2-INF-185 Integrácia dátových zdrojov 2016/17

Materiály · Úvod · Pravidlá · Kontakt
HW10 a HW11 odovzdajte do utorka 30.5. 9:00.
Dátumy odovzdania projektov:
1. termín: nedeľa 11.6. 22:00
2. termín: streda 21.6. 22:00
Oba termíny sú riadne, prvý je určený pre študentov končiacich štúdium alebo tých, čo chcú mať predmet ukončený skôr. V oboch prípadoch sa pár dní po odvzdaní budú konať krátke osobné stretnutia s vyučujúcimi (diskusia k projektu a uzatvárane známky). Presné dni a časy dohodneme neskôr. Projekty odovzdajte podobne ako domáce úlohy do /submit/projekt


HW08

From IDZ
Jump to: navigation, search
  • Submit by copying requested files to /submit/hw08/username/

General goal: Build a simple website, which lists all crawled users and for each users has a page with simple statistics for given user.

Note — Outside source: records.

PR #3599, opened 2018-05-09
Database Specific Improvements For Invoke-DbaDiagnosticQuery

sheldonhull:
### fixes/improvements
- Progress ID uses random id instead of hardcoded value, and ensures marked as completed when done to avoid orphaned progress bar. Additionally avoids progress bar conflict with other calling scripts due to hardcoded id. 
- Aliased DatabaseName with database for consistency with other dbatools magic.
- Aliased SQLCredential with Credential for consistency with other dbatools magic.

### new Features
 - [x] New feature Database Specific: Added database specific filtering to allow database specific to provide databasename which then will filter the database level queries to only run against provided [string], or [string[]]. 
 - [x] New feature ExportQueries: Added export functionality to allow user to preview all the queries that would be run on the matching version of SQL Server and output to disk. Did not include any parameter sets at this time as didn't see them currently in use. Can enhance further with that if requested.

### other support changes and improvements
- Output inserted explicitly into Collections.Generic.List[pscustomobject] for improved performance over array += syntax and to define explicitly the results to return. This is to improve the handling for returning the parsed queries as returned [pscustomobject[]] to allow further manipulation or exporting if desired.
- Added documentation examples of how to use
- Added Pester Tests for all my various usage cases and verified passed... #workedonmymachine

## Purpose
improve diagnostic query functionality.
 - [x] Pester test is included
 - [ ] Nunit test is included
 - [x] Documentation
 - [ ] Build system

### Approach
adds awesome stuff (i think, YMMV) to query specific database, export queries instead of running them, and supporting tests that #workedonmymachine. First time contributing so hoping this helps some others!

### Commands to test
in help

### DIFF
--- a/functions/Invoke-DbaDiagnosticQuery.ps1
+++ b/functions/Invoke-DbaDiagnosticQuery.ps1
@@ -149,10 +149,12 @@ function Invoke-DbaDiagnosticQuery {
         [Switch]$NoQueryTextColumn,
         [Switch]$NoPlanColumn,
         [Switch]$NoColumnParsing,
-        [switch][Alias('Silent')]
-        [switch]$EnableException,
+
         [string]$OutputPath,
-        [switch]$ExportQueries
+        [switch]$ExportQueries,
+
+        [switch][Alias('Silent')]
+        [switch]$EnableException
     )
 
     begin {
--- a/functions/Invoke-DbaDiagnosticQuery.ps1
+++ b/functions/Invoke-DbaDiagnosticQuery.ps1
@@ -21,7 +21,7 @@ function Invoke-DbaDiagnosticQuery {
     .PARAMETER Path
     Alternate path for the diagnostic scripts
 
-    .PARAMETER DatabaseName
+    .PARAMETER Database
     The database(s) to process. If unspecified, all databases will be processed
 
     .PARAMETER ExcludeDatabase
--- a/functions/Invoke-DbaDiagnosticQuery.ps1
+++ b/functions/Invoke-DbaDiagnosticQuery.ps1
@@ -135,7 +135,9 @@ function Invoke-DbaDiagnosticQuery {
         [DbaInstanceParameter[]]$SqlInstance,
 
         [Alias('Database')]
-        [string[]]$DatabaseName,
+        [object[]]$DatabaseName,
+
+        [object[]]$ExcludeDatabase,
 
         [Alias('Credential')]
         [PSCredential]$SqlCredential,
@@ -243,12 +245,10 @@ function Invoke-DbaDiagnosticQuery {
 
             if (!$instanceOnly) {
                 if (-not $DatabaseName) {
-                    $databases = (Get-DbaDatabase -SqlInstance $server -ExcludeAllSystemDb).Name
-                    Write-Message -Level Debug -Message  "No Database Name Filtered: Pulled $(@($Databases).count)" -Verbose
+                    $databases = (Get-DbaDatabase -SqlInstance $server -ExcludeAllSystemDb -ExcludeDatabase $ExcludeDatabase).Name
                 }
                 else {
-                    $databases = (Get-DbaDatabase -SqlInstance $server -ExcludeAllSystemDb -Database $DatabaseName).Name
-                    Write-Message -Level Debug -Message  "Filtered to databases: $(($Databases.Name) -join ',')" -Verbose
+                    $databases = (Get-DbaDatabase -SqlInstance $server -ExcludeAllSystemDb -Database $DatabaseName -ExcludeDatabase $ExcludeDatabase).Name
                 }
             }
 
@@ -260,31 +260,31 @@ function Invoke-DbaDiagnosticQuery {
                 $first = $false
             }
             #since some database level queries can take longer (such as fragmentation) calculate progress with database specific queries * count of databases to run against into context
-            $CountOfDatabases = ($databases).count
+            $CountOfDatabases = ($databases).Count
 
 
             if ($QueryName.Count -ne 0) {
                 #if running all queries, then calculate total to run by instance queries count + (db specific count * databases to run each against)
-                $CountOfDatabaseSpecific = @($parsedscript | Where-Object {$_.QueryName -in $QueryName -and $_.DBSpecific -eq $true}).count
-                $CountOfInstanceSpecific = @($parsedscript | Where-Object {$_.QueryName -in $QueryName -and $_.DBSpecific -eq $false}).count
+                $countDBSpecific = @($parsedscript | Where-Object {$_.QueryName -in $QueryName -and $_.DBSpecific -eq $true}).Count
+                $countInstanceSpecific = @($parsedscript | Where-Object {$_.QueryName -in $QueryName -and $_.DBSpecific -eq $false}).Count
             }
             else {
                 #if narrowing queries to database specific, calculate total to process based on instance queries count + (db specific count * databases to run each against)
-                $CountOfDatabaseSpecific = @($parsedscript | Where-Object DBSpecific).count
-                $CountOfInstanceSpecific = @($parsedscript | Where-Object DBSpecific -eq $false).count
+                $countDBSpecific = @($parsedscript | Where-Object DBSpecific).Count
+                $countInstanceSpecific = @($parsedscript | Where-Object DBSpecific -eq $false).Count
 
             }
             if (!$instanceonly -and !$DatabaseSpecific -and !$QueryName) {
-                $scriptcount = $CountOfInstanceSpecific + ($CountOfDatabaseSpecific * $CountOfDatabases )
+                $scriptcount = $countInstanceSpecific + ($countDBSpecific * $CountOfDatabases )
             }
             elseif ($instanceOnly) {
-                $scriptcount = $CountOfInstanceSpecific
+                $scriptcount = $countInstanceSpecific
             }
             elseif ($DatabaseSpecific) {
-                $scriptcount = $CountOfDatabaseSpecific * $CountOfDatabases
+                $scriptcount = $countDBSpecific * $CountOfDatabases
             }
             elseif ($QueryName.Count -ne 0) {
-                $scriptcount = $CountOfInstanceSpecific + ($CountOfDatabaseSpecific * $CountOfDatabases )
+                $scriptcount = $countInstanceSpecific + ($countDBSpecific * $CountOfDatabases )
 
 
             }
@@ -342,7 +342,7 @@ function Invoke-DbaDiagnosticQuery {
                                 DatabaseSpecific = $scriptpart.DBSpecific
                                 DatabaseName     = $null
                                 Notes            = $null
-                                Result           = $result | Select-Object * -ExcludeProperty RowError, RowState, Table, ItemArray, HasErrors
+                                Result           = Select-DefaultView -InputObject $result -Property *
                             }
 
                         }
@@ -418,7 +418,7 @@ function Invoke-DbaDiagnosticQuery {
                                 DatabaseSpecific = $scriptpart.DBSpecific
                                 DatabaseName     = $currentDb
                                 Notes            = $null
-                                Result           = $result | Select-Object * -ExcludeProperty RowError, RowState, Table, ItemArray, HasErrors
+                                Result           = Select-DefaultView -InputObject $result -Property *
                             }
                         }
                         else {
--- a/functions/Invoke-DbaDiagnosticQuery.ps1
+++ b/functions/Invoke-DbaDiagnosticQuery.ps1
@@ -372,7 +372,7 @@ function Invoke-DbaDiagnosticQuery {
                     foreach ($currentdb in $databases) {
                         if ($ExportQueries) {
                             $null = New-Item -Path $OutputPath -ItemType Directory -Force
-                            $FileName = Remove-InvalidFileNameChars ('{0}-{1}-{2}.sql' -f $server.DomainInstanceName, $currentDb.Name, $Scriptpart.QueryName)
+                            $FileName = Remove-InvalidFileNameChars ('{0}-{1}-{2}.sql' -f $server.DomainInstanceName, $currentDb, $Scriptpart.QueryName)
                             $FullName = Join-Path $OutputPath $FileName
                             Write-Message -Level Verbose -Message  "Creating file: $FullName"
                             $scriptPart.Text | out-file -FilePath $FullName -encoding UTF8 -force
@@ -380,16 +380,16 @@ function Invoke-DbaDiagnosticQuery {
                         }
 
 
-                        if ($PSCmdlet.ShouldProcess(('{0} ({1})' -f $instance, $currentDb.Name), $scriptpart.QueryName)) {
+                        if ($PSCmdlet.ShouldProcess(('{0} ({1})' -f $instance, $currentDb), $scriptpart.QueryName)) {
 
                             if (-not $EnableException) {
                                 $Counter++
-                                Write-Progress -Id $ProgressId -ParentId 0 -Activity "Collecting diagnostic query data from $($currentDb.Name) on $instance" -Status ('Processing {0} of {1}' -f $counter, $scriptcount) -CurrentOperation $scriptpart.QueryName -PercentComplete (($Counter / $scriptcount) * 100)
+                                Write-Progress -Id $ProgressId -ParentId 0 -Activity "Collecting diagnostic query data from $($currentDb) on $instance" -Status ('Processing {0} of {1}' -f $counter, $scriptcount) -CurrentOperation $scriptpart.QueryName -PercentComplete (($Counter / $scriptcount) * 100)
                             }
 
-                            Write-Message -Level Verbose -Message "Collecting diagnostic query data from $($currentDb.Name) for $($scriptpart.QueryName) on $instance"
+                            Write-Message -Level Verbose -Message "Collecting diagnostic query data from $($currentDb) for $($scriptpart.QueryName) on $instance"
                             try {
-                                $result = $server.Query($scriptpart.Text, $currentDb.Name)
+                                $result = $server.Query($scriptpart.Text, $currentDb)
                                 if (!$result) {
                                     [pscustomobject]@{
                                         ComputerName     = $server.NetName
@@ -407,7 +407,7 @@ function Invoke-DbaDiagnosticQuery {
                                 }
                             }
                             catch {
-                                Write-Message -Level Verbose -Message ('Some error has occured on Server: {0} - Script: {1} - Database: {2}, result will not be saved' -f $instance, $scriptpart.QueryName, $currentDb.Name) -Target $currentdb -ErrorRecord $_
+                                Write-Message -Level Verbose -Message ('Some error has occured on Server: {0} - Script: {1} - Database: {2}, result will not be saved' -f $instance, $scriptpart.QueryName, $currentDb) -Target $currentdb -ErrorRecord $_
                             }
 
                             [pscustomobject]@{
@@ -418,7 +418,7 @@ function Invoke-DbaDiagnosticQuery {
                                 Name             = $scriptpart.QueryName
                                 Description      = $scriptpart.Description
                                 DatabaseSpecific = $scriptpart.DBSpecific
-                                Database         = $currentDb.Name
+                                Database         = $currentDb
                                 Notes            = $null
                                 Result           = Select-DefaultView -InputObject $result -Property *
                             }
--- a/functions/Invoke-DbaDiagnosticQuery.ps1
+++ b/functions/Invoke-DbaDiagnosticQuery.ps1
@@ -1,425 +1,425 @@
 function Invoke-DbaDiagnosticQuery {
-	<#
-	.SYNOPSIS
-	Invoke-DbaDiagnosticQuery runs the scripts provided by Glenn Berry's DMV scripts on specified servers
+    <#
+    .SYNOPSIS
+    Invoke-DbaDiagnosticQuery runs the scripts provided by Glenn Berry's DMV scripts on specified servers
 
-	.DESCRIPTION
-	This is the main function of the Sql Server Diagnostic Queries related functions in dbatools.
-	The diagnostic queries are developed and maintained by Glenn Berry and they can be found here along with a lot of documentation:
-	http://www.sqlskills.com/blogs/glenn/category/dmv-queries/
+    .DESCRIPTION
+    This is the main function of the Sql Server Diagnostic Queries related functions in dbatools.
+    The diagnostic queries are developed and maintained by Glenn Berry and they can be found here along with a lot of documentation:
+    http://www.sqlskills.com/blogs/glenn/category/dmv-queries/
 
-	The most recent version of the diagnostic queries are included in the dbatools module.
-	But it is possible to download a newer set or a specific version to an alternative location and parse and run those scripts.
-	It will run all or a selection of those scripts on one or multiple servers and return the result as a PowerShell Object
+    The most recent version of the diagnostic queries are included in the dbatools module.
+    But it is possible to download a newer set or a specific version to an alternative location and parse and run those scripts.
+    It will run all or a selection of those scripts on one or multiple servers and return the result as a PowerShell Object
 
-	.PARAMETER SqlInstance
-	The target SQL Server. Can be either a string or SMO server
+    .PARAMETER SqlInstance
+    The target SQL Server. Can be either a string or SMO server
 
-	.PARAMETER SqlCredential
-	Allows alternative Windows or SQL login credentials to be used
PR #3602, opened 2018-05-10
Text fixes glb0509

gbargsley:
Punctuation and text fixes found during web site creations.


potatoqualitee:
thanks so much to you both!

PR #3605, opened 2018-05-12
Set-DbaDbCompression - Workaround for what seems like SMO bug

jpomfret:
## Type of Change

 - [X] Pester test is included
 - [ ] Nunit test is included
 - [ ] Documentation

This lesson requires crawled data from previous lesson, if you don't have one, you can find it at (and thank Baska): /tasks/hw08/db.sqlite3

Submit source code (web server and preprocessing scripts) and database files.

Task A

Create a simple flask web application which:

  • Has a homepage where is a list of all users (with links to their pages).
  • Has a page for each user, which has simple information about user: His nickname, number of posts and hist last 10 posts.

Task B

For each user preprocess and store list of his top 10 words and list of top 10 words typical for him (which he uses much more often than other users, come up with some simple heuristics). Show this information on his page.

Task C

Preprocess and store list of top three similar users for each user (try to come up with some simple definition of similarity based on text in posts). Again show this information on user page.

Bonus: Try to use some simple topic modeling (e.g. PCA as in TruncatedSVD from scikit-learn) and use it for finding similar users.